Kentucky Wildcat Basketball: Traditionally, UK blessed with talented big men

Kentucky's basketball tradition boasts a bevy of big men who earned All-America honors - Andy Lyons

Kentucky Wildcat basketball is flush with iconic players, memorable teams, as well as revolutionary coaches, and omnipresent in the 'Cats rich basketball tradition stands the big man. The man in the middle.

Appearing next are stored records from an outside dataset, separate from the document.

PR #6404, opened 2026-05-20
fix: Settings: keep focus after going back a level

WofWca:
Reproduction:
1. Open Settings.
2. Click on "Chats".
3. Press Escape.

The focus will get reset, now you have to tab through items above
to get to "Chats" again.

Note that this commit changes how things look:
now we open the sub-levels in a new dialog,
which darkens the background further, and the main dialog
could be visible behind the new one.

This also basically reverts
f979e9fa62be4f4085d24111996039faa3f0b5a5
(https://github.com/deltachat/deltachat-desktop/pull/4702),
which was made to (partially) address
https://github.com/deltachat/deltachat-desktop/issues/4128.

Related:
- https://github.com/deltachat/deltachat-desktop/pull/6392.

### DIFF
--- a/packages/frontend/src/components/Settings/Settings.tsx
+++ b/packages/frontend/src/components/Settings/Settings.tsx
@@ -1,4 +1,4 @@
-import React, { useState, useEffect } from 'react'
+import React, { useEffect, useCallback } from 'react'
 
 import { useSettingsStore } from '../../stores/settings'
 import { SendBackupDialog } from '../dialogs/SetupMultiDevice'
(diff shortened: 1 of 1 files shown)


nicodh:
Hmm, I'm not sure if we want to pile dialogs up like that 🤔

image


Is the only reason, that the focus gets lost in the parent dialog or are there other reasons? @r10s do you have an opinion UI wise?

WofWca:
> Is the only reason, that the focus gets lost in the parent dialog or are there other reasons?

Yes, this is the only reason that I'm aware of.

r10s:
we definetely want to pile the dialogs, the added opacity is a bit doom style, but well

nicodh (approved):
Reviewed by reading & testing

Can be merged after rebase imo

WofWca:
So @r10s is fine with this?

I had ideas of adding opacity (not `display: none`!) to the underlying dialog when a "child" dialog gets opened, but that's some extra complexity. I would say this can be done later, in follow-ups, if needed.

WofWca:
Got green light from @nicodh  to merge this.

Since John Calipari arrived in Lexington four years ago, he has recruited to the Bluegrass a plethora of talented big men -- DeMarcus Cousins, Anthony Davis, Nerlens Noel, and Willie Cauley-Stein -- as well as developed centers who matriculated to Kentucky under former Kentucky head coach Billy Gillispie -- Daniel Orton and Josh Harrellson. Cal's penchant for recruiting and then coaching-up UK's men in the middle (with a helping hand from assistant coaches Orlando Antigua and Kenny Payne) only continues a Wildcat tradition which dates back to the 1930s.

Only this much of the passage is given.